** RECORDS TO PROCESS follows **

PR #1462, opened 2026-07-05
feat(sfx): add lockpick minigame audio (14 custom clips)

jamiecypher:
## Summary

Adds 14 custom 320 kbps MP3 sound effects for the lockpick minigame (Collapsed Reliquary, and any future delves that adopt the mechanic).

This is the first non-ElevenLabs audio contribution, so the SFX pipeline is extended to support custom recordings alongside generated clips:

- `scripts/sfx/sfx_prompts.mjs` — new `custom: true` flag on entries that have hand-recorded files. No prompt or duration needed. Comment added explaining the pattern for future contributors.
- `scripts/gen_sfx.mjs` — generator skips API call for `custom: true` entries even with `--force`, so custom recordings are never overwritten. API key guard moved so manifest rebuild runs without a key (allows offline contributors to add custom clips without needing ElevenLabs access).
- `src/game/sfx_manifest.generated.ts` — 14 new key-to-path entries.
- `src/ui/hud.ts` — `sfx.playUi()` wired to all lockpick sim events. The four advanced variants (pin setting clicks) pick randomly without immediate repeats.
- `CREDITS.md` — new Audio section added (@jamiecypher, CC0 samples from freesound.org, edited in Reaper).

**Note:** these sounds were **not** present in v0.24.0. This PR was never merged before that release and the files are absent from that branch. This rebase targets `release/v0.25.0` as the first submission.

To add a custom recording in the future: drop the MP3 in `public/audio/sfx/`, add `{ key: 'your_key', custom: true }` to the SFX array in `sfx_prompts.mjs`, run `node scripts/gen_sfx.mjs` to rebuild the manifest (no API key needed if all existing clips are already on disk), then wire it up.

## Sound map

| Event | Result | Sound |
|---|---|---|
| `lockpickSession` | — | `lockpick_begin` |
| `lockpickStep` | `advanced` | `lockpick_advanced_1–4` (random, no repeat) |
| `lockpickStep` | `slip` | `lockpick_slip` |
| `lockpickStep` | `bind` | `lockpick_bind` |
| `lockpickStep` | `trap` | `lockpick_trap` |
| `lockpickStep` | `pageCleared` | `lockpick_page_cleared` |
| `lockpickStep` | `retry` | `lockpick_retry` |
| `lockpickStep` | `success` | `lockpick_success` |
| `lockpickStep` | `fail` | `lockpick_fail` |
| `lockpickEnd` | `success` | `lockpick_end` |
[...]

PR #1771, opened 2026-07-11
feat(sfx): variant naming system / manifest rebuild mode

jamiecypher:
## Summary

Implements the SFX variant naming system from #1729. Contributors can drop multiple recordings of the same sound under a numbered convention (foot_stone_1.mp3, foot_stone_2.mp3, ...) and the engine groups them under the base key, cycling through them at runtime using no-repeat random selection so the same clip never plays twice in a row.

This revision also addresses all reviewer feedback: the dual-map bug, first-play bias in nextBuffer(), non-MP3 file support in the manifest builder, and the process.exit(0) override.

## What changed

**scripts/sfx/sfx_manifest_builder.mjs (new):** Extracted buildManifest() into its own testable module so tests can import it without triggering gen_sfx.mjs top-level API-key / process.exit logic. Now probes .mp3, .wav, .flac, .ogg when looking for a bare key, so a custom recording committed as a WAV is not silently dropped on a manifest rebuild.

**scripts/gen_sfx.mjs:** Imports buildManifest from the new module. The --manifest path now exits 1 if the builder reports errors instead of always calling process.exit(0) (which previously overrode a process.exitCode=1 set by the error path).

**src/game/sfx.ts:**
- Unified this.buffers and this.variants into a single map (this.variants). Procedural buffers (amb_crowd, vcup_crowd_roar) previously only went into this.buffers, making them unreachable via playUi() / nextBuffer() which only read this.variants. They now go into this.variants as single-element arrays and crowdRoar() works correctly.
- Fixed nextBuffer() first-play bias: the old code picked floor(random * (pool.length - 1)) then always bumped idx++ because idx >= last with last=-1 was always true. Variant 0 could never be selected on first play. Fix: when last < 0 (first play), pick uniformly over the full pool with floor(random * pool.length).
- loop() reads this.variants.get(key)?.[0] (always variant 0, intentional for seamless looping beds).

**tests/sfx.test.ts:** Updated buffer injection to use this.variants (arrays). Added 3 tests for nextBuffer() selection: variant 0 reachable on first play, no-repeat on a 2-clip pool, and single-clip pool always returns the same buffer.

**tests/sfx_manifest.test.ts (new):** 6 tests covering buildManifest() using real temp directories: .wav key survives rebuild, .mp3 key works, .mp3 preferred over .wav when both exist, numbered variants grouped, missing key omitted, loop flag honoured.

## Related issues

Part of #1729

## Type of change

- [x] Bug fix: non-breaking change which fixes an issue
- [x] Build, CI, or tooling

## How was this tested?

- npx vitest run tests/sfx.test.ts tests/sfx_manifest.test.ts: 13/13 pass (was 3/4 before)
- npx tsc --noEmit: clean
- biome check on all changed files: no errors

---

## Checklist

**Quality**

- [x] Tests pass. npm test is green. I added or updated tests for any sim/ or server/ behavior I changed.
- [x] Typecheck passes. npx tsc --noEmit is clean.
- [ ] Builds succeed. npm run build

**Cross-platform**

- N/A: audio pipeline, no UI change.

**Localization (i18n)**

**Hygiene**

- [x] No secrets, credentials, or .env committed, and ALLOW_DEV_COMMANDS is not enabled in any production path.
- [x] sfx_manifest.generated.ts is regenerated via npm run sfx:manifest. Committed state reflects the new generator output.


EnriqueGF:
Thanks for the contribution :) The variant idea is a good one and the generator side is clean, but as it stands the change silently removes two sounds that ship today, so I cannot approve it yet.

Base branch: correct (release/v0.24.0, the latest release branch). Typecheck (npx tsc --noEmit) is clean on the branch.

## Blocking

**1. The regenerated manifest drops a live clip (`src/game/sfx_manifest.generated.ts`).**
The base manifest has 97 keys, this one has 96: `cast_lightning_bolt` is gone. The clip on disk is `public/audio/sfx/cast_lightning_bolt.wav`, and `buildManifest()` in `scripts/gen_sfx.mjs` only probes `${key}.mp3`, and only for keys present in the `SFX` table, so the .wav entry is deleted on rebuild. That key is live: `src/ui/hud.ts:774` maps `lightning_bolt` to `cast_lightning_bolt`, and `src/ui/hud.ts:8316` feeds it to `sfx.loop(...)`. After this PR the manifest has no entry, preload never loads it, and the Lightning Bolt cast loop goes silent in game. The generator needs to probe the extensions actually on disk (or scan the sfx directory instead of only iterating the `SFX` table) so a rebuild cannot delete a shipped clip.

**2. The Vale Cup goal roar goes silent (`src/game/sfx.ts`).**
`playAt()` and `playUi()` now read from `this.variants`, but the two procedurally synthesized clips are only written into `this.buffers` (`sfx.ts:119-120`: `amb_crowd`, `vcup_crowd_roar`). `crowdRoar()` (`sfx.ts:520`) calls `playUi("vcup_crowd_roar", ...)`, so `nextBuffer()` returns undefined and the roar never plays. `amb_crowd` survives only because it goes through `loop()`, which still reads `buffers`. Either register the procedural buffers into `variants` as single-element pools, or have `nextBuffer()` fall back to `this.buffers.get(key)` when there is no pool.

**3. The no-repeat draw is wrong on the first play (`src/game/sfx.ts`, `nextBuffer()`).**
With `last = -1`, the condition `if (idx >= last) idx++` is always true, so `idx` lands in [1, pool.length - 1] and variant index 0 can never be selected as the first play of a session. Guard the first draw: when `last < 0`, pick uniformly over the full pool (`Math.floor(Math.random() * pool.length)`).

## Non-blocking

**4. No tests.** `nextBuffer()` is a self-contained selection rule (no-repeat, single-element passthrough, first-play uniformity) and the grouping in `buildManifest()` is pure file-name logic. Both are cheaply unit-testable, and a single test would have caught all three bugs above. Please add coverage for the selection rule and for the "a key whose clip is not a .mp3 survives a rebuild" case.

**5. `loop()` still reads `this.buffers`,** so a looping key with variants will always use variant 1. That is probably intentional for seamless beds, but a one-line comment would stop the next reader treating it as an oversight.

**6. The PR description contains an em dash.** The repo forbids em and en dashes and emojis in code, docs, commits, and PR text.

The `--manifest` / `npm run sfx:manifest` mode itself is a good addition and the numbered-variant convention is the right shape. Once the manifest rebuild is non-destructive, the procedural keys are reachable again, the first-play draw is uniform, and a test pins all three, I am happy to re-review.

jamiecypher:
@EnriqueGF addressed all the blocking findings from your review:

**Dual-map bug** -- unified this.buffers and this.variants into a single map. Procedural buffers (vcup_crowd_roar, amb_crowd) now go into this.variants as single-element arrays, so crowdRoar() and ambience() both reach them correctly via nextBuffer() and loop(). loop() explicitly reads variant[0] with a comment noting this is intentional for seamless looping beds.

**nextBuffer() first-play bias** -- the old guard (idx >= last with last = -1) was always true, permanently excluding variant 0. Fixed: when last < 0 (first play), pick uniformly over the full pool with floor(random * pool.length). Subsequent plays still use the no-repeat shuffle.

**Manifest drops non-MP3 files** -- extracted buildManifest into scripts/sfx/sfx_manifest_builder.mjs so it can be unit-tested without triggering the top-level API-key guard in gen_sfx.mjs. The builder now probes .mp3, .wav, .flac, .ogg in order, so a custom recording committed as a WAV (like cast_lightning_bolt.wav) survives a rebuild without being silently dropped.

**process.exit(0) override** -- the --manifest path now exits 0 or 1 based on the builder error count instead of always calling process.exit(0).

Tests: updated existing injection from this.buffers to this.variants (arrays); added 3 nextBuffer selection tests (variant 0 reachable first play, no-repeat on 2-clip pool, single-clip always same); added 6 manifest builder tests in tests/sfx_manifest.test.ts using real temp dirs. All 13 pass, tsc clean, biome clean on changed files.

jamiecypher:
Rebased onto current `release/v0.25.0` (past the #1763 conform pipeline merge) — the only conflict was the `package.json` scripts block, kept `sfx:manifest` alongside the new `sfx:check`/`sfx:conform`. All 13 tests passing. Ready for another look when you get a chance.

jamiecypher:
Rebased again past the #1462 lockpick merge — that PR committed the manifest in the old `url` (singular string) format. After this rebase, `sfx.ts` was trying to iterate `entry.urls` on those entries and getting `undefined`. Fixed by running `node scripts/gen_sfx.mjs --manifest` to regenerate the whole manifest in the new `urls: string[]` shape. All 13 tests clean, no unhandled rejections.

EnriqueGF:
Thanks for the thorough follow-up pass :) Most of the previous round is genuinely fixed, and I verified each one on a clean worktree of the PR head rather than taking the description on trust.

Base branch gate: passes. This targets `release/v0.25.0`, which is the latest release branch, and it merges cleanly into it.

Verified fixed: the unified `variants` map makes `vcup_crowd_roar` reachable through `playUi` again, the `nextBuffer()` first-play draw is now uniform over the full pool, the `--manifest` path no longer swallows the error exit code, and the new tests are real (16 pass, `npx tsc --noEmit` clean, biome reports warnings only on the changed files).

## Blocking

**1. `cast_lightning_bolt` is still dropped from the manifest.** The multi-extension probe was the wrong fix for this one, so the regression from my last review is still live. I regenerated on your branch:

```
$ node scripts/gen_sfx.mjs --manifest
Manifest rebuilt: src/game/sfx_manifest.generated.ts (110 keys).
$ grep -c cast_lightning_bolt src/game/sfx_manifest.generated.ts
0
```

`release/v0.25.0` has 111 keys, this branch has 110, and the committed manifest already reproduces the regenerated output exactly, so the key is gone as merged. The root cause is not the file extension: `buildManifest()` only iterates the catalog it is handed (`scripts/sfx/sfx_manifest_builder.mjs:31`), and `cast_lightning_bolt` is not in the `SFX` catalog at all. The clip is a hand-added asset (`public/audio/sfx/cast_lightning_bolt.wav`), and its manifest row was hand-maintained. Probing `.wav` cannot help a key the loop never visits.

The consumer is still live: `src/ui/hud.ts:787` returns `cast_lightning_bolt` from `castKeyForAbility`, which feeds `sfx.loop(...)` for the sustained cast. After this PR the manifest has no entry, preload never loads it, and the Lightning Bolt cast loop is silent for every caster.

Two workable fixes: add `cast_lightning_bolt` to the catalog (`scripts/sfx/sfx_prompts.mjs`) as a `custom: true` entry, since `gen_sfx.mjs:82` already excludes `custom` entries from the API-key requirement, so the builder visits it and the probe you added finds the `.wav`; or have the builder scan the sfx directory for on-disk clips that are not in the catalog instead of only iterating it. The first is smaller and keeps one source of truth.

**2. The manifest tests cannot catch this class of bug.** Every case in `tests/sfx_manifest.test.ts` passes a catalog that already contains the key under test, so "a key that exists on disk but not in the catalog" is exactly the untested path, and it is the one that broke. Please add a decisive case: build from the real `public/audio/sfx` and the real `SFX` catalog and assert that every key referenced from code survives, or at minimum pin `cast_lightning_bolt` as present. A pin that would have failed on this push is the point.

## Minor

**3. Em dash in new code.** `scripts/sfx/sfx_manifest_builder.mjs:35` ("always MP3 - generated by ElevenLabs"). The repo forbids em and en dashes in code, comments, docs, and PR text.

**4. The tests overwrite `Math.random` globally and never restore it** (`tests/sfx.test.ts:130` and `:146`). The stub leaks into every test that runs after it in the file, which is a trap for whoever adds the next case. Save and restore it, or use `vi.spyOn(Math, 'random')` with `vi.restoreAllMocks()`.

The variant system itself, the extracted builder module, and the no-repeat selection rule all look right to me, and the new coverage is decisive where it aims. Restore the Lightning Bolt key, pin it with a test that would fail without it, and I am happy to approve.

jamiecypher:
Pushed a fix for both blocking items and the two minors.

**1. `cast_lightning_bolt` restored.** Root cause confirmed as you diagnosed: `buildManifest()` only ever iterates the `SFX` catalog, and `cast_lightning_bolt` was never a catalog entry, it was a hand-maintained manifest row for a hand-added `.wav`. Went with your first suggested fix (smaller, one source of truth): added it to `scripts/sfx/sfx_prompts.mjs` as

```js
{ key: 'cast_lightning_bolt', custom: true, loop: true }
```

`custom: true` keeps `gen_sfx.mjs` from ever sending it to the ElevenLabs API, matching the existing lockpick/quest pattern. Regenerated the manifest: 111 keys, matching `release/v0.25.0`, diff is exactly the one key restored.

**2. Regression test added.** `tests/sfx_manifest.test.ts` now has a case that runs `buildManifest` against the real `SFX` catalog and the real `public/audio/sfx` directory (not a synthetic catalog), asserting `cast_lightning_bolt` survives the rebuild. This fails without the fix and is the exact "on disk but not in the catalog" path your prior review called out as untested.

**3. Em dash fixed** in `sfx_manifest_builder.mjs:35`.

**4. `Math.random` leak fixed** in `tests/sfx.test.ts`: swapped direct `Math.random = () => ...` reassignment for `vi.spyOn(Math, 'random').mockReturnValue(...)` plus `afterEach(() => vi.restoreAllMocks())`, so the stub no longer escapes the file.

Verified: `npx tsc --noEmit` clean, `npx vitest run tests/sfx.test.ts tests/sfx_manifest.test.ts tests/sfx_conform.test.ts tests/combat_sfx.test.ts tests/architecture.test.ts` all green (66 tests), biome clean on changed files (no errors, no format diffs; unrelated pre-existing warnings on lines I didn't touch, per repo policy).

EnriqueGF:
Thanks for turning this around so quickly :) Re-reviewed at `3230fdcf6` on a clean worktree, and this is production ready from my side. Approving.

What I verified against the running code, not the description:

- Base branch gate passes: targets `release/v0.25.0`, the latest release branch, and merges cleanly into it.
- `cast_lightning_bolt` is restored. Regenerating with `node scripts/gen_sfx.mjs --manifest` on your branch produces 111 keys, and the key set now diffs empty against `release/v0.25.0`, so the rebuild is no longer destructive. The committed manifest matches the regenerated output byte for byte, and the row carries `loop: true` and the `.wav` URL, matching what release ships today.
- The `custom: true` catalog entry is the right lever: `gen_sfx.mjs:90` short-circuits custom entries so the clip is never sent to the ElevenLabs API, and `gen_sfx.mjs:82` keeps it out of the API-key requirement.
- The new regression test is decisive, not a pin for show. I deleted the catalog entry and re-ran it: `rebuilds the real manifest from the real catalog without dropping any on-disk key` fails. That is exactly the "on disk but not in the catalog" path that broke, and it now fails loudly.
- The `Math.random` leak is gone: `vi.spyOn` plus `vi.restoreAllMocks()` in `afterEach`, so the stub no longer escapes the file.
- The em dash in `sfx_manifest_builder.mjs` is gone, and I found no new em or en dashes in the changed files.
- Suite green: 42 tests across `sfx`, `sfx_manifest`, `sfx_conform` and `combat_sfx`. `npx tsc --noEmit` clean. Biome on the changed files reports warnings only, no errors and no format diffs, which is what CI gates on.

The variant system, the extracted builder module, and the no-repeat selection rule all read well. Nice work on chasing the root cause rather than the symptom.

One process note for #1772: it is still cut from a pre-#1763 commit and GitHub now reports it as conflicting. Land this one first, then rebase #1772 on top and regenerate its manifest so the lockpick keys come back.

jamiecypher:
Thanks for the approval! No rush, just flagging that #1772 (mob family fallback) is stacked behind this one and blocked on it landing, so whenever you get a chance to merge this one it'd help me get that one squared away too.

** End of RECORDS TO PROCESS **

## TASK STATEMENT
Each line from the top of the records through the one with "edited in Reaper)." should be returned exactly. Leave out everything else.

## REPLY
PR #1462, opened 2026-07-05
feat(sfx): add lockpick minigame audio (14 custom clips)

jamiecypher:
## Summary

Adds 14 custom 320 kbps MP3 sound effects for the lockpick minigame (Collapsed Reliquary, and any future delves that adopt the mechanic).

This is the first non-ElevenLabs audio contribution, so the SFX pipeline is extended to support custom recordings alongside generated clips:

- `scripts/sfx/sfx_prompts.mjs` — new `custom: true` flag on entries that have hand-recorded files. No prompt or duration needed. Comment added explaining the pattern for future contributors.
- `scripts/gen_sfx.mjs` — generator skips API call for `custom: true` entries even with `--force`, so custom recordings are never overwritten. API key guard moved so manifest rebuild runs without a key (allows offline contributors to add custom clips without needing ElevenLabs access).
- `src/game/sfx_manifest.generated.ts` — 14 new key-to-path entries.
- `src/ui/hud.ts` — `sfx.playUi()` wired to all lockpick sim events. The four advanced variants (pin setting clicks) pick randomly without immediate repeats.
- `CREDITS.md` — new Audio section added (@jamiecypher, CC0 samples from freesound.org, edited in Reaper).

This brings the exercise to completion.